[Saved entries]
*** Begin section ***

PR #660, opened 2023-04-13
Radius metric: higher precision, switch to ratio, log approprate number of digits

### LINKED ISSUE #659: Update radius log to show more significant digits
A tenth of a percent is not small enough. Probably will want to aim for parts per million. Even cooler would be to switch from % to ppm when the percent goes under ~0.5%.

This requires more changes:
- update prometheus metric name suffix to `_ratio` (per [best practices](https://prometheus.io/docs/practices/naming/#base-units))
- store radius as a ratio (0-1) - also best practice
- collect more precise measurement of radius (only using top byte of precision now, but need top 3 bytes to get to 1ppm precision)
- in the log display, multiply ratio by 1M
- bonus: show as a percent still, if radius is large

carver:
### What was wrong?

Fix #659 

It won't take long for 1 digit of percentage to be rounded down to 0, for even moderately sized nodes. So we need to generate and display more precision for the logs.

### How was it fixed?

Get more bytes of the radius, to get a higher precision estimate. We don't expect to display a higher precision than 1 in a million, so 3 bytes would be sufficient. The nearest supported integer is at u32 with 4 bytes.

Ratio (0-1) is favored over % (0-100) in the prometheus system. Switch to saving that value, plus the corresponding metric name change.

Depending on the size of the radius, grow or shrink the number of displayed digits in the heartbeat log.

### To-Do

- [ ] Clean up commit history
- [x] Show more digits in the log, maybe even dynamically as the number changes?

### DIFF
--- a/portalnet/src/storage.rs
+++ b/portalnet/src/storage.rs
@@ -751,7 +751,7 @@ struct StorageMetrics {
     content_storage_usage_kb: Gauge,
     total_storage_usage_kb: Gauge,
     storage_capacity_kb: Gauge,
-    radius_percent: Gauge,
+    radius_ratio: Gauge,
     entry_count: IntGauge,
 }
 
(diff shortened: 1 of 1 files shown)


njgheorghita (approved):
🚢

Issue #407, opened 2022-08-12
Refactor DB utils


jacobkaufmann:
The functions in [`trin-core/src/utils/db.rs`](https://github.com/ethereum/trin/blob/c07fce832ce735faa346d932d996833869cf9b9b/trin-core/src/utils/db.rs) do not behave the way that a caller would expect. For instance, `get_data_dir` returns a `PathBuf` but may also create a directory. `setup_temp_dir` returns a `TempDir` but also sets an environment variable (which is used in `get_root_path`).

*** End section ***

*What needs to be done*. Only a word-for-word repetition of the lines from the one containing "Ratio (0-1) is" to the final line of the data above counts as the answer.

*Answer to this task*.
Ratio (0-1) is favored over % (0-100) in the prometheus system. Switch to saving that value, plus the corresponding metric name change.

Depending on the size of the radius, grow or shrink the number of displayed digits in the heartbeat log.

### To-Do

- [ ] Clean up commit history
- [x] Show more digits in the log, maybe even dynamically as the number changes?

### DIFF
--- a/portalnet/src/storage.rs
+++ b/portalnet/src/storage.rs
@@ -751,7 +751,7 @@ struct StorageMetrics {
     content_storage_usage_kb: Gauge,
     total_storage_usage_kb: Gauge,
     storage_capacity_kb: Gauge,
-    radius_percent: Gauge,
+    radius_ratio: Gauge,
     entry_count: IntGauge,
 }
 
(diff shortened: 1 of 1 files shown)


njgheorghita (approved):
🚢

Issue #407, opened 2022-08-12
Refactor DB utils


jacobkaufmann:
The functions in [`trin-core/src/utils/db.rs`](https://github.com/ethereum/trin/blob/c07fce832ce735faa346d932d996833869cf9b9b/trin-core/src/utils/db.rs) do not behave the way that a caller would expect. For instance, `get_data_dir` returns a `PathBuf` but may also create a directory. `setup_temp_dir` returns a `TempDir` but also sets an environment variable (which is used in `get_root_path`).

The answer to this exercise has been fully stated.